Transcribe every entry precisely, omitting nothing.

Dataset content: Begin

PR #4050, opened 2022-04-26
ARTEMIS-3804: make version number available to docs build

gemmellr:
Make the version number available to reference in the user manual, add it to the intro page


clebertsuconic:
isn't that changing how we do release? we need now to build the release out of the scratch doc...

I usually just go to the user/en and type gitbook pdf, gitbook epub, gitbook build


and copy the files over.


now we will need to change the procedure a little bit, right?



perhaps this scratch build should be removed out of the release profile and always be ran?

gemmellr:
I'm fine with it being profiled, it seems unecessary to build it every time...in fact I would like to move the javadoc bit into the profile since its a massive waste of time on each build.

Dataset content: End

The completed task »
PR #4050, opened 2022-04-26
ARTEMIS-3804: make version number available to docs build

gemmellr:
Make the version number available to reference in the user manual, add it to the intro page


clebertsuconic:
isn't that changing how we do release? we need now to build the release out of the scratch doc...

I usually just go to the user/en and type gitbook pdf, gitbook epub, gitbook build


and copy the files over.


now we will need to change the procedure a little bit, right?



perhaps this scratch build should be removed out of the release profile and always be ran?

gemmellr:
I'm fine with it being profiled, it seems unecessary to build it every time...in fact I would like to move the javadoc bit into the profile since its a massive waste of time on each build.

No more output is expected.